▶ _Description of the task_:
Exactly transcribe the line that holds "catch (SecurityException e)" and every remaining line of the records, up to and including the final one, with nothing else.

▶ _Data for this task_:
PR #3792, opened 2020-06-16
Allow 3rd-party applications to know about an incoming call

dmitry-markin:
Set the incoming call notification category back to `CATEGORY_CALL`. This is what other apps like WhatsApp and Telegram are doing. Without a proper category 3rd-party apps are not able to notify a user about a call. For example, [Gadgetbridge](https://gadgetbridge.org/) currently doesn't start an incoming call notification/vibration on a smart watch during an incoming call in Conversations.

I don't know why the category was previously overridden as `CATEGORY_MESSAGE` in `modifyIncomingCall()`, so I'm not sure whether this breaks anything.

Tested with [Gadgetbridge](https://gadgetbridge.org/).

### DIFF
--- a/src/main/java/eu/siacs/conversations/services/NotificationService.java
+++ b/src/main/java/eu/siacs/conversations/services/NotificationService.java
@@ -602,9 +602,6 @@ public class NotificationService {
         } catch (SecurityException e) {
             Log.d(Config.LOGTAG, "unable to use custom notification sound " + uri.toString());
         }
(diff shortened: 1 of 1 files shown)


iNPUTmice:
Is CATEGORY_CALL the default?

dmitry-markin:
It is set to `CATEGORY_CALL` in `showIncomingCallNotification()` at https://github.com/iNPUTmice/Conversations/blob/master/src/main/java/eu/siacs/conversations/services/NotificationService.java#L372 and then overridden in `modifyIncomingCall()`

▶ _Answer to this task_:
         } catch (SecurityException e) {
             Log.d(Config.LOGTAG, "unable to use custom notification sound " + uri.toString());
         }
(diff shortened: 1 of 1 files shown)


iNPUTmice:
Is CATEGORY_CALL the default?

dmitry-markin:
It is set to `CATEGORY_CALL` in `showIncomingCallNotification()` at https://github.com/iNPUTmice/Conversations/blob/master/src/main/java/eu/siacs/conversations/services/NotificationService.java#L372 and then overridden in `modifyIncomingCall()`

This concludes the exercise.